InterContinental Hotels Group PLC (NYSE:IHG) Q4 2022 Earnings Call Transcript

Page 9 of 12

Keith Barr: Yes. Well, thank you. I mean in terms of pricing, so if you look at the U.S. state for like Q4, you had leisure up in room nights and 14% ahead in average rate. Business just slightly behind room nights for the first 2019 and 7% ahead in rate and groups are about 10%, 12% off, 30% off in demand but 7% head in rate. So you’re right, there’s been significantly pushing rate in leisure, probably not going to be replicated moving forward but it can be maintained. We are definitely seeing that there is pricing power in both groups, meetings and events and in business travel. And so in our corporate negotiated rates which is what we do centrally, we’re seeing kind of mid- to high single-digit pricing movement in 2023 and it’s a good portion of our overall business, too.

So you would expect to see further pricing power in group’s meetings and events and in business probably coming off in leisure to some degree, not going backwards but not seeing the same level of growth. So overall, strong pricing.

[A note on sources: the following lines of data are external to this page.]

PR #9395, opened 2019-09-16
Fix framework_search_paths var name

keith:
In the documentation this is showing up incorrectly because of the
variable name.

### DIFF
--- a/src/main/java/com/google/devtools/build/lib/rules/objc/CompilationSupport.java
+++ b/src/main/java/com/google/devtools/build/lib/rules/objc/CompilationSupport.java
@@ -21,7 +21,7 @@ import static com.google.devtools.build.lib.rules.objc.ObjcProvider.DEFINE;
 import static com.google.devtools.build.lib.rules.objc.ObjcProvider.DYNAMIC_FRAMEWORK_DIR;
 import static com.google.devtools.build.lib.rules.objc.ObjcProvider.DYNAMIC_FRAMEWORK_FILE;
 import static com.google.devtools.build.lib.rules.objc.ObjcProvider.FORCE_LOAD_LIBRARY;
-import static com.google.devtools.build.lib.rules.objc.ObjcProvider.FRAMEWORK_SEARCH_PATH_ONLY;
+import static com.google.devtools.build.lib.rules.objc.ObjcProvider.FRAMEWORK_SEARCH_PATHS;
 import static com.google.devtools.build.lib.rules.objc.ObjcProvider.FRAMEWORK_SUFFIX;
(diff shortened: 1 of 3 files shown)


keith:
😬 actually this value might be read now? so the write value is one thing from starlark but the read is another?

ob:
This started as a question of how to propagate `-F`'s. I looked at `rules_apple` and they use `framework_search_paths` [here](https://github.com/bazelbuild/rules_apple/blob/821ca56c920f88679c90a807e6d7bd071950d7f8/apple/internal/apple_framework_import.bzl#L154), but that attribute is not [in the documentation](https://docs.bazel.build/versions/0.29.1/skylark/lib/ObjcProvider.html) for ObjcProvider, however, `framework_search_path_only` [is there](https://docs.bazel.build/versions/0.29.1/skylark/lib/ObjcProvider.html#framework_search_path_only).

I discovered that you can't _read_ from `framework_search_paths`, but you can write to it, and you can't write to `framework_search_path_only` but you can _read_ from it.

So now my rule reads from one and writes to the other, which seems *wrong*. 

What is the intent with these two?

sergiocampama:
@googlewalt fyi

hlopko:
Can we have a test for this PR?

ulfjack:
The Starlark API is defined in ObjcProviderApi.java, not here, so this does not change the API. (It may be that this change then doesn't have the expected impact, but this rename seems like an improvement to me.)

keith:
Ok yea, this is just a variable naming improvement then. I think the general issue that @ob mentions is still the case, but I guess this is safe to merge

hlopko:
Ok, approving the import.

ob:
Since this just cleans up the variable name and doesn't address the original question, should I open a separate issue with the original question? 

https://github.com/bazelbuild/bazel/pull/9395#issuecomment-531986434

hlopko:
Only if you want to have it fixed, or to be super honest, to fix it yourself. In the long term, objc library will merge with cc library and the ObjcProvider api will dissapear. But we're making a very slow progress there.

googlewalt:
FWIW, here are some details on the current implementation:

The ObjcProvider Starlark API (ObjcProviderApi.java) is read-only.  There is no way to write to an existing ObjcProvider.  However, there is an API for creating a new one.  That interface is defined in AppleCommonApi.java and implemented in AppleSkylarkCommon.java.  The latter uses the names of the items listed in KEYS_FOR_SKYLARK in ObjcProvider.

It is definitely confusing that the read and write APIs don't use consistent names.  Probably the simplest fix is to add "framework_search_paths" to ObjcProviderApi.java, without removing "framework_search_paths_only," to avoid incompatibility change.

Paul Edgecliffe-Johnson: And then in terms of OpEx and how we invest into the business because you’ve got a combination of what’s inflation and then what choices we make to continue to build out the competencies of the business; and when you think back to the prior year. So we added back in the $25 million that we said we would of what have been saved because effectively, we have saved more than we targeted. So that came in. And then you saw about a 4% increase in costs in the business which was primarily wage inflation. And in 2023, the vast majority of our costs in the business are people. So we will see increases due to wage inflation. And then beyond that, where we choose to invest for greater competencies, we will look at the trading environment and make decisions as to whether that makes sense, if there’s anywhere that would give us a good return.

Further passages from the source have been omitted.